[We interrupt the scheduled "Parting Thoughts" post for the Western Conference's Central Division to offer a few thoughts on the Columbus Blue Jackets news of the day.]
I’ve got this theory about why John Davidson took over the Columbus Blue Jackets’ hockey operations, and I’d like to share it with you for I think it sheds a little light on what he’s doing here in Central Ohio.
Davidson is 60 years old. He played for ten NHL seasons (1973-83), being the first goalie to jump straight from the Canadian major junior program to the NHL. He took the New York Rangers to the Stanley Cup Finals. Was he the best goalie ever? Probably not, but he was a good one.

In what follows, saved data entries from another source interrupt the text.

PR #82, opened 2017-03-21
Fix MinionPoller when no nodes have been observed

mssola:

### DIFF
--- a/app/assets/javascripts/dashboard.js
+++ b/app/assets/javascripts/dashboard.js
@@ -28,14 +28,13 @@ MinionPoller = {
         }
         $(".nodes-container tbody").html(rendered);
 
-        var unassignedMinions = data.unassigned_minions;
+        var unassigned = data.unassigned_minions;
 
-        if (unassignedMinions.length > 0) {
-          $('#unassigned_count').html(unassignedMinions.length + " \
-            <strong>new</strong> nodes are available but have not been added to the cluster yet"
-          );
-        } else {
+        if (!unassigned || unassigned.length === 0) {
           $('#unassigned_count').html('');
+        } else {
+          $('#unassigned_count').html(data.unassigned_minions.length + " \
+            <strong>new</strong> nodes are available but have not been added to the cluster yet");
         }
       }
     });
--- a/spec/features/monitoring_feature_spec.rb
+++ b/spec/features/monitoring_feature_spec.rb
@@ -10,6 +10,15 @@ feature "Monitoring feature" do
     visit authenticated_root_path
   end
 
+  scenario "It works if there are no minions", js: true do
+    Minion.destroy_all
+    visit authenticated_root_path
+
+    using_wait_time 10 do
+      expect(page).not_to have_content("minion0.k8s.local")
+    end
+  end
+
   scenario "It updates the status of the minions automatically", js: true do
     # We poll every 5 seconds so the default Capybara wait time might not be enough
     using_wait_time 10 do


jimmykarily:
Good catch!

Maybe we can add a test [here](https://github.com/kubic-project/velum/blob/master/spec/features/monitoring_feature_spec.rb). Other than that 👍 .

mssola:
Sure thing. I'll add a test.

app/assets/javascripts/dashboard.js
```diff
@@ -28,14 +28,13 @@ MinionPoller = {
...
-        if (unassignedMinions.length > 0) {
-          $('#unassigned_count').html(unassignedMinions.length + " \
-            <strong>new</strong> nodes are available but have not been added to the cluster yet"
-          );
-        } else {
+        if (!unassigned || unassigned.length === 0) {
           $('#unassigned_count').html('');
+        } else {
+          $('#unassigned_count').html(data.unassigned_minions.length + " \
+            <strong>new</strong> nodes are available but have not been added to the cluster yet");
```
ereslibre: Maybe this message could lead to think that there is a way to add them to the cluster? Maybe we could explicitly say that this cannot be done at this point yet.

jimmykarily: In the (near?) future they will be able to add them so I don't think its too important to change the message for now. In any case, if we change it, it should also be changed [here](https://github.com/kubic-project/velum/blob/master/app/views/dashboard/index.html.slim#L8) (reminder).

ereslibre: Yes, but this text is going to be shipped with the Beta1 :) We can update it right after we release it :)

spec/features/monitoring_feature_spec.rb
```diff
@@ -10,6 +10,15 @@
     visit authenticated_root_path
   end
 
+  scenario "It works if there are no minions", js: true do
```
jimmykarily: I think test would be green even without the changes in the code. The problem exists when the message is printed once but then all the Minions get assigned somehow. In that case the messages was never deleted. To check the correct case you first need to visit the page, then (optionally) verify message existence, assign the Minions and verify message removal.

mssola: I'm not sure I'm following... I got this error when I had no minions available, so this test should already cover that, no ?

jimmykarily: This shouldn't have happened. Both [ruby](https://github.com/kubic-project/velum/blob/master/app/views/dashboard/index.html.slim#L5) and [javascript](https://github.com/kubic-project/velum/pull/82/files#diff-398e9dc91ab41e7d183e081c72f8f161L33) only print the message if there are unassigned minions. I thought the problem was when the message was printed once (because unassigned minions exist) and after assigning roles to the minions (not possible through the UI yet), the message wasn't cleared. The latter case is valid although not possible without messing with the console.

spec/features/monitoring_feature_spec.rb
```diff
@@ -10,6 +10,15 @@
...
+    Minion.destroy_all
+    visit authenticated_root_path
+
+    using_wait_time 10 do
+      expect(page).not_to have_content("minion0.k8s.local")
```
jimmykarily: Since we only care about JS errors not being raised, consider using a more generic assertion and changing the test description to something like:

"javascript doesn raise and error when there are no minions [fixed bug]"

MaximilianMeister:
@mssola can you rebase? let's get it merged

PI-Victor:
@mssola can you rebase this, so we can merge it if it's ok?

mssola:
Closing in favor #136.

PR #83, opened 2017-03-21
Generate application base secrets upon startup, and use previously generated base secrets if they exist.

HouzuoGuo:
The following comments from Rafael are addressed:
- "We have inconsistent quotes overall our manifests, but I think absolute paths are always unquoted. Still we would need to improve consistency overall."
- "Here I'd say it's better to use SecureRandom (you need to require it at the top). SecureRandom.hex 64 would do the trick and it's recommended for this kind of purposes."

One comment from Rafael is to be discussed: `test.rb`

"If the `RAILS_ENV` is `test`, we do want to set this envvar? Will there be anything to read at all?"

### DIFF
--- a/lib/velum/file_config.rb
+++ b/lib/velum/file_config.rb
@@ -1,0 +1,50 @@
+# frozen_string_literal: true
+require "json"
+require "fileutils"
+require "securerandom"
+
+module Velum
+  # Handle IO operations and data serialisation for configuration files under a specific directory.
+  class FileConfig
+    def initialize(base_dir)
+      @base_dir = base_dir
+    end
+
+    # Return true only if the specified file name exists in the configuration base directory.
+    def exist?(file_name)
+      File.exist?(File.join(@base_dir, file_name))
+    end
+
+    # Deserialise JSON text from the specified file into a hash structure and return.
+    def read_hash(file_name)
+      JSON.parse(IO.read(File.join(@base_dir, file_name)))
+    end
+
+    # Serialise the hash structure into JSON text and overwrite the specified file with it.
+    def write_hash(file_name, hash)
+      FileUtils.mkdir_p(@base_dir)
+      IO.write(File.join(@base_dir, file_name), JSON.dump(hash))
+    end
+  end
+
+  # Manage persistent application-wide secret data.
+  class AppSecrets
+    def initialize(base_dir)
+      @files = FileConfig.new(base_dir)
+    end
+
+    # Generate a new random "secret_key_base" value and return.
+    def new_secret_key_base
+      SecureRandom.hex(64)
+    end
+
+    # Return persisted "secret_key_base", or save a new one if persistent value does not exist.
+    def generate_secret_key_base
+      name = "app_secrets.json"
+      return @files.read_hash(name)["base"] if @files.exist?(name)
+      new_base = new_secret_key_base
+      @files.write_hash(name, "base" => new_base)
+      new_base
+    end
+  end
+end
--- a/spec/lib/velum/file_config_spec.rb
+++ b/spec/lib/velum/file_config_spec.rb
@@ -1,0 +1,52 @@
+# frozen_string_literal: true
+require "tempfile"
+require 'fileutils'
+require "velum/file_config"
+
+describe Velum::FileConfig do
+  conf_dir = File.join(Dir.tmpdir, "velum_config_test")
+
+  before do
+    FileUtils::rm_r(conf_dir, :force => true)
+  end
+
+  after do
+    FileUtils::rm_r(conf_dir, :force => true)
+  end
+
+  it "reads and writes hash structures" do
+    conf = Velum::FileConfig.new(conf_dir)
+    expect(conf.exist?("hash")).to eq false
+
+    conf.write_hash("hash", "a"=>1)
+    expect(conf.exist?("hash")).to eq true
+    expect(conf.read_hash("hash")).to eq("a"=>1)
+  end
+end
+
+describe Velum::AppSecrets do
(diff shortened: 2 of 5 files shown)


lib/velum/file_config.rb
```diff
@@ -0,0 +1,54 @@
...
+
+module Velum
+  # Handle IO operations and data serialisation for configuration files under a specific directory.
+  class FileConfig
+    def initialize(base_dir)
+      @base_dir = base_dir
+    end
+
+    # Return true only if the specified file name exists in the configuration base directory.
+    def exists?(file_name)
```
MaximilianMeister: I'm not sure why we need to always pass the `file_name` to all instance methods instead of just making it an instance attribute.
```ruby
def initialize
  @secrets_path = Pathname.new("#{ENV.fetch("VELUM_SECRETS_DIR")}/app_secret.json")
end
```
have a look at the `pathname` gem. then you also don't have to reimplement the `exist?` method.
and then you can do all IO operations much easier, e.g
```ruby
unless @secrets_path.exist?
  @secrets_path.open("w") { |f| f.puts JSON.dump(base: SecureRandom.random_bytes(64).unpack('H*').first }
end

return JSON.parse(@secrets_path.read)[:base]
```

lib/velum/file_config.rb
```diff
@@ -0,0 +1,54 @@
...
+
+    # Serialise the hash structure into JSON text and overwrite the specified file with it.
+    def write_hash(file_name, hash)
+      FileUtils::mkdir_p(@base_dir)
+      IO.write(File.join(@base_dir, file_name), JSON.dump(hash))
+    end
+  end
+
+  # Manage persistent application-wide secret data.
+  class AppSecrets
```
MaximilianMeister: as the app secrets are in the center of that feature why not call the library sth like `app_secrets.rb`? `file_config.rb` doesn't say much

lib/velum/file_config.rb
```diff
@@ -0,0 +1,54 @@
...
+    def initialize(base_dir)
+      @files = FileConfig.new(base_dir)
+    end
+
+    # Generate a new random "secret_key_base" value and return.
+    def new_secret_key_base()
+      SecureRandom.random_bytes(64).unpack('H*')[0]
```
jimmykarily: better? ```SecureRandrom.hex(64)```

spec/lib/velum/file_config_spec.rb
```diff
@@ -0,0 +1,40 @@
...
+  it "reads and writes hash structures" do
+    conf = Velum::FileConfig.new(conf_dir)
+    expect(conf.exists?("hash")).to eq false
+
+    conf.write_hash("hash", {"a"=>1})
+    expect(conf.exists?("hash")).to eq true
+    expect(conf.read_hash("hash")).to eq({"a"=>1})
+  end
+
+  it "generates application key in hex string" do
```
jimmykarily: Description doesn't really match what the test does. Maybe something like:

```generates a unique secret```. I would also wrap this in a "describe #new_secret_key_base" block ([Minor]).

**Comment by mssola** [comment]
I'm not entirely sure about all this. We could simply use kubernetes secrets that sets the key base environment variable. If you really want to generate these secrets on the fly, maybe you could consider a similar (and way simpler) approach like [gitlab does](https://github.com/gitlabhq/gitlabhq/blob/master/config/initializers/secret_token.rb) ? But I'm still not sure why we'd want to do this in the first place.

**Comment by ereslibre** [comment]
We still have to think about other kind of secrets. We have several (different) secrets to protect, and I'm talking in general here (not related to this PR necessarily).

- `salt-api` username/password (`saltapi:saltapi` ATM).
- `mysql` credentials
  - do not use `root`
  - generate random username/password and write it somewhere. Give permissions to it to only required hosts (I think `username_here@localhost` would be enough)
- Rails `SECRET_KEY_BASE`

Each of these settings need to have been autogenerated in a safe way for every installation.

We also need to play nice with updates, this basically removes the possibility of modifying the manifests (we would need to do tricky stuff to merge contents when updating them, I'd discard that possibility).

I'll write some options that I think we have:

1. Generate `salt-api` and `mysql` secrets on some script, `rails` secrets in the rails app: this splits the secret generation in two phases. In this case we are using an initializer to load this information into memory `Rails.application.secrets.secret_key_base`.

2. Write a script that generates all secrets (if not yet created), write them to disk (one file or several files) [only if the files didn't exist]. Our kubernetes manifest that brings velum up would in reality contain a wrapper that will source this files. This file (or files if you want to split contents, which I believe is good) would contain something like:

```
MYSQL_USERNAME=val1
MYSQL_PASSWORD=val2
RAILS_SECRET_KEY_BASE=val3
SALTAPI_USER=val4
SALTAPI_PASSWORD=val5
```

where `val1`..`val5` have been autogenerated by this very same script.

This script would not only write this (or these) files. In the case of mysql would ensure that the username and password exists, with the correct grants, as well as the saltapi user and password, and ultimately, would fire velum with a "rails server..." as we do right now to bring it up.

We would still use envvars for development & production and we wouldn't have differences between the development and production environments.

3. A variant of the 2) option is to write the contents to files and in our Velum source code do (this is pseudocode) `File.read("/some/settings")["RAILS_SECRET_KEY_BASE"] || ENV["RAILS_SECRET_KEY_BASE"]`. This has the downside of setup values coming from different directions, and could make debugging harder.

ereslibre:
This can be used along with https://github.com/kubic-project/caasp-container-manifests/pull/4 for our beta1 version, so we have `SECRET_KEY_BASE` autogenerated.

HouzuoGuo:
After a discussion with Rafael, we are now determined to take a very direct approach in this task.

Upon retirement from the NHL, “JD” then took up broadcasting. Starting with Rangers coverage, he worked his way into the booth and then proceeded to call national games for pretty much every network that carried the NHL from 1990 through 2006. Was he the best commentator ever? Arguably yes, as he has a Foster Hewitt Memorial Award (recognizing his contributions to broadcasting) from the Hockey Hall of Fame sitting on his mantle.
Then, in 2006, he took over the hockey operations for the St. Louis Blues. The Blues were dismally bad, and his efforts left the team in infinitely better shape than when he started. But ownership changed, and Davidson’s contract was bought out. Was he the best hockey executive ever? I think it fair to say JD gets an “incomplete” for his work in St. Louis.
Which brings us to Columbus, and my theory. If you were not aware, JD was looking at broadcasting options when he took the Blue Jackets job. It’s a worthwhile debate to consider which job would be more strenuous – supervising a team of executives for a hockey franchise (and performing the public relations work that he does so well) or call hockey games at least once a week. The hockey job probably was a little more work up front as he put his stamp on the team both in front of and behind the curtain, but it surely will taper off as his people do the work of making his vision a reality. The broadcasting job would have been reasonably steady throughout the seasons, just like the flow of NHL games.
I’m sure Davidson was well-compensated for taking the CBJ role, and I gather that he loves the creature comforts that Columbus provides for his entire family. I don’t want to diminish the role that other factors like those played in his choosing the Blue Jackets over TV. Still, I think that there’s more at play.
I think that John Davidson wants to ascend to the upper echelons of hockey history. Simply put, I think he wants his face on hockey’s Mount Rushmore. I also think that he knows that going back to television wasn’t going to get him there - he scaled that mountain already – but being The Man in a turnaround of one of the worst-performing (on-ice, I mean) franchises in the NHL since 2000 very well could. A Stanley Cup win or two certainly would put him in strong contention. It probably would have been the same way in St. Louis, but the plug was pulled before he could finish the job.
So here we are in mid-August in Columbus, Ohio. Davidson has switched his top hockey personnel staff by having Jarmo Kekalainen replacing Scott Howson. He’s shuffling the deck in the scouting department. He’s harvesting the season ticket holders. He’s ingratiating himself with the community by slapping down the national hockey media blowhards who can’t understand why any hockey player would want to come to Columbus.
And then he (and Kekalainen) pulls a rabbit out of his hat this week. The Blue Jackets announced that they have lured former agent Bill Zito into the CBJ front office as an assistant general manager. To me, this was a jaw-dropper. The agent for the likes of Tukka Rask and Valterri Filppula walked away from his clients to take a third-rung job (JD at the top, Jarmo in second seed) here in Columbus.
Really? Super agent chooses to turn into assistant general manager for the CBJ? To borrow the kid’s catchphrase, Is this real life?
It is, my friend, and Zito did just that. And if I had to guess, JD had something to do with it. Sure, Kekalainen’s Finnish heritage and Zito’s Finn-centric client list helped, if not drove, the deal. But JD’s the closer. People gravitate toward working for people with whom they want to be associated, and people of substance apparently want to be on JD’s team. Why not take full advantage of the fact?
Just as JD built his team of Doug Armstrong, Kekalainen and others in St. Louis, he’s doing the same with Kekalainen, Zito et al here in Columbus. But this time, I’m thinking he’s planning on taking the team all the way to the promised land…and perhaps will reach a level of hockey immortality that few can fathom.
[The background I offer in this post on Davidson was cribbed from his Wikipedia page.]